- EXERCISE DIRECTIONS -
Go through the records line by line. Report how many lines contain "your", with nothing else.

- AVAILABLE DATA -

|---|

Issue #504, opened 2025-06-15
Support F11 Key to enter fullscreen mode


atiq-cs:
Feature request:

Like many other popular terminals, can we support enabling fullscreen mode when key F11 is pressed and toggles out of it if it is pressed again?

PR #505, opened 2025-06-19
Add F11 support

liberodark:
Fix : https://github.com/pop-os/cosmic-term/issues/504


jackpot51:
Perhaps Ctrl+Shift+F with an added menu item, or Shift+F11?

liberodark:
> Perhaps Ctrl+Shift+F with an added menu item, or Shift+F11?

Hi,

I understand your point of view about that.
But also im see other most terminal support F11 switch in Fullscreen.
Afterwards, I'll follow your preferences.
But I think that not losing the user and having the same shortcuts also improves the customer experience.
PS: A quick note that has nothing to do with it, but congratulations for posix-regex

Best Regards

jackpot51:
alacritty and xterm appear to pass F11 through, gnome-terminal fullscreens instead. I believe `screen` uses F11 as a key binding, but looking through, I don't think it has affected many users for gnome-terminal to not allow it. I can accept this as-is and see if there are complaints.

PR #513, opened 2025-06-30
Update Cargo.toml to strip the release binary

LinuxBoy-96:
Strip the binary for the release build.


mmstick:
This is already being done by packaging tools on packaging. Sometimes even generating -dbg packages from the stripped symbols, which this would remove.

PR #574, opened 2025-10-02
Reconsider the quick password access support

snaggen:
Hi

I have been maintaining this "password manger" feature in my own branch, but it would be good for things like i18n and general discoverability to get it merged. 

Last time it was said that a password management feature is not in line with the product and that users can use the regular password manager (like seahorse) instead. To this, I would like to point out that it is not really much of a manager, that is not the feature. The feature is to provide quick and easy access to insert passwords for ssh, vpn and similar. The passwords are already stored in your keyring, so this just provides quick access to them. Much like the auto-fill feature in iOS and android. 

So, the workflow for the user to start a cmdline based vpn will be: 
1. start vpn
2. Ctrl+Alt+p 
3. Look at a short list of passwords and click on it.

Instead of:
1. start vpn
2. Open Seahorse
4. Search through a large list of passwords and open the correct one
5. Copy the password
6. Switch to the terminal again and paste

If you work with many VPNs or other tasks tasks that requires a lot of passwords, this feature will make your life a lot easier. 

The downside to include this is mainly more code to maintain. But since I have been maintaining it in it's own branch, I have structured it to be easy to maintain so that should not be a very big problem.


jackpot51:
Thanks, it looks better but for portability, it should be behind a feature gate.

snaggen:
I will add a feature gate

jackpot51:
You could consider making a Message enum in the password_manager.rs file and then embedding it in a Password message at the higher level. That would make it more modular.

jackpot51:
Then, something like this would be all that is needed in the update function, and any added messages would not all need feature gates.

```
Message::PasswordManager(password_manager_message) => {
    self.password_manager.update(password_manager_message);
}
```

snaggen:
Will move more stuff in to password manager...

src/password_manager.rs
```diff
@@ -0,0 +1,271 @@
...
+                    .width(Length::Fixed(320.0))
+                    .push(
+                        widget::button::text(label.clone())
+                            .width(Length::Fixed(280.0))
+                            .on_press(Message::PasswordManager(
+                                PasswordManagerMessage::PasswordFetch(label.clone()),
+                            )),
+                    )
+                    .push(
+                        widget::button::text("-")
```
jackpot51, line 130: Please use the icon button used for deleting profiles.

jackpot51:
The delete button is the last thing I saw, but UX may have other changes.

snaggen:
Thanks for the mockup! I wil try to implement this during the weekend

snaggen:
I also changed the title from "Manage Passwords" to just "Passwords" since the main use of the page is to access and paste passwords, the management is still possible but that is not what it is mainly used for.

jackpot51:
Thanks, I will review on Monday

PR #579, opened 2025-10-03
chore: update libcosmic

wash2:


git-f0x:
It would maybe be good to add the `license_url` for about, like in Files.

jackpot51 (approved):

|---|

- EXERCISE RESPONSE -
4